**What this task involves**
Every line in the records below with the string "Props" is to be copied out.

**Source data**
PR #931, opened 2024-10-01
NEW action PHPStan & 36 little :bug: fixes

carstingaxion:
### Description of the Change

>#### WordPress extensions for PHPStan
>
>Static analysis for the WordPress ecosystem.
>
>https://github.com/szepeviktor/phpstan-wordpress

This PR introduces a new GitHub action workflow to run PHPStan incl. *the* WordPress extension. 

On behalf of this static analysis I fixed a lot of little problems. While most of the fixes are simple & self-explanatory, the following 6/36 fixes may need a second pair of eyes:

- https://github.com/GatherPress/gatherpress/pull/931/commits/684d1ec78fbe3cc62ac84da98a69b5aca1076e71
- https://github.com/GatherPress/gatherpress/pull/931/commits/3242163db44d281b8ca2ca1806d4af952c7910ae
- https://github.com/GatherPress/gatherpress/pull/931/commits/33fcfeb46992657ce8d88b5d64c3c8a8fd79f116
- https://github.com/GatherPress/gatherpress/pull/931/commits/0ad3a3e80cb76893bf8b71e91051508372d3f1bc
- https://github.com/GatherPress/gatherpress/pull/931/commits/64f02715045ed5ad7a2bf822b9e14ffd5c7f4669
- https://github.com/GatherPress/gatherpress/pull/931/commits/2c3585cc6930cb3a523ec18d9fa7c54fb4d714ea

~~Closes #~~

### How to test the Change

Compare the results of the [first PHPStan test run](https://github.com/GatherPress/gatherpress/actions/runs/11116228009/job/30886124930), with the last run of the same action.

*Looking at the **Files changed**, may not be very helpful for this PR, instead going through the commits one-by-one is recommended here.*

### Changelog Entry

> Added - Introduced PHPStan as automated GitHub action workflow and fixed 36 little(!) :bug:s that became visible, on behalf of this action.

### Credits

Props @carstingaxion @mauteri

### Checklist:

- [x] I agree to follow this project's [**Code of Conduct**](https://github.com/GatherPress/gatherpress/blob/main/CODE_OF_CONDUCT.md).
- [ ] I have updated the documentation accordingly.
- [x] I have added tests to cover my change.
- [ ] All new and existing tests pass.

PR #933, opened 2024-10-03
Set & use missing cache group

carstingaxion:
One of the errors, that came up in #931 was :

```sh
Parameter # 3 $group of function wp_cache_set expects string, int given.
```
in `/includes/core/classes/class-rsvp.php`

Until now, `wp_cache_set` was called with its expiration time as third parameter, which is supposed to be the cache-group.

(see https://developer.wordpress.org/reference/functions/wp_cache_set/)

### Description of the Change

I thought, that it might be the easiest solution, to just use the `'default'` cache-group, which was probably meant to be done here.

:warning: **Unfortunately this led to a [unit test error](https://github.com/GatherPress/gatherpress/actions/runs/11155630228/job/31006861221?pr=933), that I wasn't able to solve (now).**

```sh
1) GatherPress\Tests\Core\Test_Rsvp::test_responses
Failed not_attending responses are empty after $user_id_2 was deleted.
Failed asserting that an array is empty.
```

~~Closes #~~

### Changelog Entry

> Added - New feature
> Removed - Feature
> Fixed - Bug fix
> Security - Vulnerability

### Credits

Props @carstingaxion 

### Checklist:


mauteri:
@carstingaxion we can close this, fixed it here https://github.com/GatherPress/gatherpress/pull/931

**Answer to this task**
Props @carstingaxion @mauteri
Props @carstingaxion 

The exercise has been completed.